Question

A random sample of 1500 home owners in a particular city found 465 home owners who had a swimming pool in their backyard. Find a 95% confidence interval for the true percent of home owners in this city who have a swimming pool in their backyard. Round your final answer to three decimal places.

Answer 1

The 95% confidence interval for the true percent of home owners in this city who have a swimming pool in their backyard is (0.287, 0.333).

Explanation:

In a sample with a number n of people surveyed with a probability of a success of
`\pi`, and a confidence interval
`1-\alpha`, we have the following confidence interval of proportions.
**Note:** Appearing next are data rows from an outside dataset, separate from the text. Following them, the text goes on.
PR #382, opened 2026-06-26
Scott/disambiguation

sagrimson:
## Overview

Adds a disambiguation/follow-up flow for broad or exploratory queries. When a user asks something general (e.g. "tell me about Seychelles"), the AI now returns a conversational summary of what it knows along with suggested analytical directions, rendered as a dedicated FollowUp component instead of immediately generating cards. This lets users narrow their focus before the app commits to a specific data visualization.

Also renames `followUps` → `relatedQueries` on cards to distinguish per-card drill-down prompts from the new top-level disambiguation feature, and removes loading placeholder cards that are no longer needed since results with a follow-up skip card registration entirely.

## Changes Made

- [x] Extended the `data_discovery` skill prompt with a `followUp` JSON schema field and rules for when to include/omit disambiguation
- [x] Added `FollowUp` interface to server types (`summary`, `question`, `options`) and wired it into `QueryResult`
- [x] Updated `PageHome` to derive follow-up state from the latest node's results and render the `FollowUp` component when present
- [x] Refactored `FollowUp` component to accept the new `FollowUpData` type and the original prompt, removing the old `QuestionAndAnswers` interface
- [x] Skipped card registration in `query_provider` when a result contains a `followUp`, so the disambiguation UI takes precedence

`\pi \pm z\sqrt{(\pi(1-\pi))/(n)}`

In which

Z is the zscore that has a pvalue of
`1 - (\alpha)/(2)`.

For this problem, we have that:

A random sample of 1500 home owners in a particular city found 465 home owners who had a swimming pool in their backyard. This means that
`n = 1500` and
`\pi = (465)/(1500) = 0.31`.

Find a 95% confidence interval for the true percent of home owners in this city who have a swimming pool in their backyard.

So
`\alpha = 0.05`, z is the value of Z that has a pvalue of
`1 - (0.05)/(2)` = 0.975, so
`Z = 1.96`.

The lower limit of this interval is:

`\pi - z\sqrt{(\pi(1-\pi))/(n)} = 0.31 - 1.96\sqrt{(0.31*0.69)/(1500)} = 0.287`

The upper limit of this interval is:

`\pi - z\sqrt{(\pi(1-\pi))/(n)} = 0.31 + 1.96\sqrt{(0.31*0.69)/(1500)} = 0.333`

The 95% confidence interval for the true percent of home owners in this city who have a swimming pool in their backyard is (0.287, 0.333).